- Description of the task:
Look through the listing for the string "distros" and copy out every line that holds it.
-.-.-
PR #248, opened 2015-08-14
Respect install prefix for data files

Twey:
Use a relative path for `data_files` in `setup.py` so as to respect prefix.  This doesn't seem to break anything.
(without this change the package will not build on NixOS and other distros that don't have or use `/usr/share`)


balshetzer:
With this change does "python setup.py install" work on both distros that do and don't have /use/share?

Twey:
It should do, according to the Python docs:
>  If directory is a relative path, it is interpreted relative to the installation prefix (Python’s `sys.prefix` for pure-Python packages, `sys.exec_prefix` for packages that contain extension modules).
-.-.-
- Output below:
(without this change the package will not build on NixOS and other distros that don't have or use `/usr/share`)
With this change does "python setup.py install" work on both distros that do and don't have /use/share?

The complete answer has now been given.